On Thursday, Stifel analysts announced an upgrade for Canadian National Railway (TSX:CNR) (NYSE:CNI) stock, changing its status from Hold to Buy, albeit with a reduced price target of $120.00, down from the previous $132.00. This decision comes after a period of challenges for the company, including a Canadian port strike which has affected its operations since May.
According to InvestingPro data, CNI is currently trading near its 52-week low of $98.96, with 17 analysts recently revising their earnings expectations downward for the upcoming period.
Canadian National Railway's fourth quarter was marked by a year-over-year decline in revenue ton-miles (RTMs) of 3.2%, although there was a near 5% sequential improvement in volumes. The company's Q4 revenues are expected to fall by 2.3% to $4,370m CAD.
Despite the company's efforts to maintain low single-digit growth, the disruptions in Q4 are likely to hinder Canadian National from achieving its full-year 2024 guidance. The company maintains impressive gross profit margins of 55.08% and will report its next earnings on January 30, 2025.
For the fiscal year 2024, Stifel projects a 2.8% decrease in the company's earnings per share (EPS) to USD $5.25 or $7.20 CAD. The firm anticipates a quarterly volume-driven sequential improvement in the operating ratio (OR) by 160 basis points to 61.5% for Q4, although this still represents a year-over-year deterioration of 256 basis points. The expected full-year 2024 OR is forecasted to be 62.6%, a decline of 180 basis points.
The analysts noted that the stock's performance has been reflective of underperformance relative to expectations for most of the year. However, they also pointed out that the underperformance was not due to the company's own actions. With shares having fallen approximately 14% since the beginning of Q4 and trading at 18 times Stifel's 2025 EPS estimate, the analysts see the current valuation as an opportunity.
They believe the stock has the potential for upside as Canadian National stabilizes and shifts focus back to growth initiatives. InvestingPro analysis suggests the stock is currently undervalued, with additional insights available in the comprehensive Pro Research Report, which provides deep-dive analysis of CNI's financials, valuation metrics, and growth prospects.
In other recent news, Canadian National Railway has seen significant developments. The company recently reported a 2% increase in earnings per share year-over-year, reaching $1.72 in the third quarter of 2024. Revenue also increased by 3%, driven by long-haul intermodal and refined petroleum products. In addition, Canadian National Railway reached a new labor agreement with Unifor, expected to provide stability and support for its continued commitment to safe and efficient transport services.

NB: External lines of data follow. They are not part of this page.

PR #743, opened 2024-04-16
Getting Ion-Rust to Build and Run Examples Locally

JustinDaleGray:
*Issue #, if available:*

 N/A

*Description of changes:*
- Added a clean-rebuild.ps1 for Windows. 
- Updated timestamp to use updated Chrono APIs. 
- Updated BigUint usage in flex_uint.rs. 
- Got write_log_events example to run, but is not right.

### DIFF
--- a/clean-rebuild.ps1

Furthermore, the company's stock has been upgraded by several analyst firms. Jefferies upgraded the stock from Hold to Buy, citing a favorable business climate that could stimulate demand for transportation and logistics services. Evercore ISI also raised its rating to Outperform, suggesting that even modest financial improvements could help the shares recover. Citi, too, upgraded the stock from Neutral to Buy, based on the potential for a high single-digit earnings per share compound annual growth rate through 2027.
These recent developments indicate a positive trajectory for the company as it continues to navigate the market landscape. However, investors should note that these are merely highlights of recent news, and thorough due diligence is recommended before making any investment decisions.